Los estruendos y los fogonazos fueron una advertencia demasiado breve.
Ni me dio tiempo a reaccionar.
El cielo se rompió enseguida.
Aquel nimbo me agarró y me adentré en su grisácea esencia.
Allí dormí plácidamente durante incontables horas,
mientras el reino de las alturas me abrazaba, aun estando agrietado.
Gritaba y lloraba, el fuego abrasador de su interior lo iluminaba todo,
sin embargo, me rodeaba con sus nubarrones llorosos,
dándome un cobijo reconfortante, acogedor, maternal.
Desperté y quise viajar.
Me trasladé entre las nubes que aún sollozaban,
bañándome en cálidas lágrimas
y bailé con ellas la danza celestial más íntima de toda mi vida.
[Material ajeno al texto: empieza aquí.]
PR #141, opened 2024-09-03
Fix cronjob inability to pass kwargs to the function

Seemone:
Fix a bug where cronjob creation could not accept a kwargs parameter as described in the documentation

El cielo se rompió y yo, acogida por él, conseguí que se recompusiera.
Susurré a sus nubes palabras que transformaron su tono gris en níveo
y sus lágrimas, entonces, brotaron debido a las carcajadas que yo les provoqué.
El cielo estaba agrietado y dancé para él entre sus cirros,
conquistándolos para que se disiparan, aunque sin desaparecer,
puesto que no quería que me abandonaran del todo,
y les pedí que le abrieran el camino al Sol para que me diera todavía más calor.
Recibí a la gran esfera de fuego, sin dejar de bailar para el cielo,
el cual inició su sendero hacia su inconfundible tono azul celeste,
a la vez que sus grietas ya comenzaban a difuminarse.
Mi cielo se rompió, gritó, lloró, se descargó, mientras me abrazaba y me refugiaba.
Mi cielo se rompió y yo le bailé, le hablé y le hice reír.
Mi cielo se rompió y nos conocimos mucho más.
Mi cielo se rompió y los dos juntos compartimos algo que se quedó en nosotros.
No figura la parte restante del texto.